Segment Start: Information given

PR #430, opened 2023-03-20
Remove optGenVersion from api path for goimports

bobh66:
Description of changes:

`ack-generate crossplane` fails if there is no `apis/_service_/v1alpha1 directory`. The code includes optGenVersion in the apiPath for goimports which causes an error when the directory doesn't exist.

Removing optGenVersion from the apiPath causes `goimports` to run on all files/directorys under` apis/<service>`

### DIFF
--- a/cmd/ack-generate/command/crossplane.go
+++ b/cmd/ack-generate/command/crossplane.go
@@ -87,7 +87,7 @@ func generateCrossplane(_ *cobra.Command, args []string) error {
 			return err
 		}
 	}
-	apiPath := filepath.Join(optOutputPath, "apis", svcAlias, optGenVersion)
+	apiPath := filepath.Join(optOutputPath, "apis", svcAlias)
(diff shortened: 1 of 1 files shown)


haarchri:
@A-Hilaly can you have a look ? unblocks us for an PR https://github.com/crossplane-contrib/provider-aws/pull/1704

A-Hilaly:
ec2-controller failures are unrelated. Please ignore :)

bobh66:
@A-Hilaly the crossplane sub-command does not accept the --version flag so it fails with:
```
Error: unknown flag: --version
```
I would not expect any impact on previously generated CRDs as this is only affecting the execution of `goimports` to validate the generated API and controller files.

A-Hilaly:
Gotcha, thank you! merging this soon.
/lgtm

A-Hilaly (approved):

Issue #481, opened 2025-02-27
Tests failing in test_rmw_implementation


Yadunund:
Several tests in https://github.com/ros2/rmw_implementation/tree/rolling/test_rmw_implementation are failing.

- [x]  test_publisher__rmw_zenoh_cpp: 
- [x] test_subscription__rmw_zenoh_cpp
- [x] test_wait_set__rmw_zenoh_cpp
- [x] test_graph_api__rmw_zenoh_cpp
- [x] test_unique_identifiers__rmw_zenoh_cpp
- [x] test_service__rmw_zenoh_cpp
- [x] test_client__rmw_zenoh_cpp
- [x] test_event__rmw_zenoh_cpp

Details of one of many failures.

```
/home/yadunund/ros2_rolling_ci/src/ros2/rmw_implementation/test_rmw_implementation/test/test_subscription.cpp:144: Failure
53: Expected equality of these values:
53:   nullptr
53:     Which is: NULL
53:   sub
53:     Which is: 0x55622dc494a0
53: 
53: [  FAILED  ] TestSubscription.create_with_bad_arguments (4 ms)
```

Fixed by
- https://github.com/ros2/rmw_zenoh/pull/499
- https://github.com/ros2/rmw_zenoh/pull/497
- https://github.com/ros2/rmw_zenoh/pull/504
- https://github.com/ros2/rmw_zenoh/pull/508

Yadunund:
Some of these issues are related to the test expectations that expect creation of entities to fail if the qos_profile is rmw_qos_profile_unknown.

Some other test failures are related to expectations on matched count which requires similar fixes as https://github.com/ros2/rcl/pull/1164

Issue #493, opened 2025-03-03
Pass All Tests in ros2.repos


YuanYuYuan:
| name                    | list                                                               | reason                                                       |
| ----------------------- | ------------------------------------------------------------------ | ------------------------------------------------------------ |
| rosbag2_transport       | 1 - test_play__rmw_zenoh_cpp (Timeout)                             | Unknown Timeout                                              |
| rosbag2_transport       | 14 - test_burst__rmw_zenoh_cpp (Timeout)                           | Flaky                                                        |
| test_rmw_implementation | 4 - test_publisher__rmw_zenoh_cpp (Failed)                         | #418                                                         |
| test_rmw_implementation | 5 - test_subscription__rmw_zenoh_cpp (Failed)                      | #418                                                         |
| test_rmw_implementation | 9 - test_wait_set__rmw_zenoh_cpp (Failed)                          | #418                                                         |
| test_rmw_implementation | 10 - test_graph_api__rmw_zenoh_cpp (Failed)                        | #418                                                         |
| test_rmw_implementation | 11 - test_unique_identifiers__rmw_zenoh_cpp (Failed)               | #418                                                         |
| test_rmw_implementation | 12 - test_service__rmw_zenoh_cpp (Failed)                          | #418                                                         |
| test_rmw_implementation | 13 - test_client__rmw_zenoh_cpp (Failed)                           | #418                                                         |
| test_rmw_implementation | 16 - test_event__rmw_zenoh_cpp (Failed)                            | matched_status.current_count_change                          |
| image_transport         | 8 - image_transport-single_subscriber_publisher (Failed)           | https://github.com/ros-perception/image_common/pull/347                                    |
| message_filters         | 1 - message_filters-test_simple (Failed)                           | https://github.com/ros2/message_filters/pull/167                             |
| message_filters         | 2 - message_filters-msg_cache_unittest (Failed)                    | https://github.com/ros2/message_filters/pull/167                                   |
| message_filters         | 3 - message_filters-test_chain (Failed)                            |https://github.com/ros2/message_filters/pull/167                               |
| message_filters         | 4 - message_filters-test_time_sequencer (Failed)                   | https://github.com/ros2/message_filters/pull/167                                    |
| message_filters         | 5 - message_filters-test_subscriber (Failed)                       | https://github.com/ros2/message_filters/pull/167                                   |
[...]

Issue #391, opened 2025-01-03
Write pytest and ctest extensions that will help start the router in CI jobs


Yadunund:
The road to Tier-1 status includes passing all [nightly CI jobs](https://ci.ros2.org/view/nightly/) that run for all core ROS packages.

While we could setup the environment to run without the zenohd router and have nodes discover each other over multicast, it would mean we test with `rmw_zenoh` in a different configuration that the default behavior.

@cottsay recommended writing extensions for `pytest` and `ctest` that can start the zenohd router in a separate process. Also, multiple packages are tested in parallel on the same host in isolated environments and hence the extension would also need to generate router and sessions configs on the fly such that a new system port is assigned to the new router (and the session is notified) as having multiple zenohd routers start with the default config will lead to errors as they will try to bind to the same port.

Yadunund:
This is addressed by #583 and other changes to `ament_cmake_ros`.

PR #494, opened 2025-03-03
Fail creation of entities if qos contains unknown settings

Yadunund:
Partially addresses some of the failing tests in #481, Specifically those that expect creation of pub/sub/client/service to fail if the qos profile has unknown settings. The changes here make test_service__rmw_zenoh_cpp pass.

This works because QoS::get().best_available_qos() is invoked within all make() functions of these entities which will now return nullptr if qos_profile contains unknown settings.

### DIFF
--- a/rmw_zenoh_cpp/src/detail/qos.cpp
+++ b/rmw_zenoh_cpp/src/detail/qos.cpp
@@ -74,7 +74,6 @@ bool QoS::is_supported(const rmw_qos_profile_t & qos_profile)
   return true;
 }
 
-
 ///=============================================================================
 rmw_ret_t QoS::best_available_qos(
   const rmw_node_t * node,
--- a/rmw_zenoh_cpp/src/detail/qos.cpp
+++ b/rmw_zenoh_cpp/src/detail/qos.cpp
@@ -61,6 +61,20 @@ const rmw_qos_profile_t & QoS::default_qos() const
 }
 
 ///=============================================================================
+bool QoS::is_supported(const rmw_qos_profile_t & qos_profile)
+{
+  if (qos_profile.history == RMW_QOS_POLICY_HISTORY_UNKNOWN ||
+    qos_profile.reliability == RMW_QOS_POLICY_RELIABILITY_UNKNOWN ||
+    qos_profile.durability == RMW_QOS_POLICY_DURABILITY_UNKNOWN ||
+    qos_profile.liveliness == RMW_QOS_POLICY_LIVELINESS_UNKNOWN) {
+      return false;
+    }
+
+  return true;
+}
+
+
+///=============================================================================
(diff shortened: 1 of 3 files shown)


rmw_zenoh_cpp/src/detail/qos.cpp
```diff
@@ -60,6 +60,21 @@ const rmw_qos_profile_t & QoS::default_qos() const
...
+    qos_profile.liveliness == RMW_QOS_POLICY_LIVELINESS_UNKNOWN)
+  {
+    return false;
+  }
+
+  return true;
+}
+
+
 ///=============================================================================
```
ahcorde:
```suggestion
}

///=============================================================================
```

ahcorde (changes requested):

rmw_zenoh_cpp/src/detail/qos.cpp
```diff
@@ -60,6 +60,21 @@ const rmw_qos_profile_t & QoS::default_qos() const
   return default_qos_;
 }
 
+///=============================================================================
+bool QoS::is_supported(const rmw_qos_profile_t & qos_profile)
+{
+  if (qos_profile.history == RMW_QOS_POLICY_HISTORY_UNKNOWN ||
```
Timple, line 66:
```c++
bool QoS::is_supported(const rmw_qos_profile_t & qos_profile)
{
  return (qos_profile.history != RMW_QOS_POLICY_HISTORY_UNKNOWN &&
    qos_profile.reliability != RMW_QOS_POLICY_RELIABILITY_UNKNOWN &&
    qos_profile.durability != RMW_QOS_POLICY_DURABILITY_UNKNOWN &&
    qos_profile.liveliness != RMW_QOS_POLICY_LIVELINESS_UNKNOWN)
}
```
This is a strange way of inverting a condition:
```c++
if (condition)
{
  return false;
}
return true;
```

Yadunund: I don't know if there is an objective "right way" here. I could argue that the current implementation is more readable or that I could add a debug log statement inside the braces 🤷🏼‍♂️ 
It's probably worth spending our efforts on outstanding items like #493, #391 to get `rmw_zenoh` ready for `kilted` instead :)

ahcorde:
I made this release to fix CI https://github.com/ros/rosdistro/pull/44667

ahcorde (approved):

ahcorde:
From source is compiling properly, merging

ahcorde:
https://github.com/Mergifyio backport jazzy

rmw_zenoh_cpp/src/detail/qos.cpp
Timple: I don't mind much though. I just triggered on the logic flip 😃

Segment End: Information given

What the task asks ▸ What lines above contain the word "reliability"? Return each such line.

Task output ▸
+    qos_profile.reliability == RMW_QOS_POLICY_RELIABILITY_UNKNOWN ||
    qos_profile.reliability != RMW_QOS_POLICY_RELIABILITY_UNKNOWN &&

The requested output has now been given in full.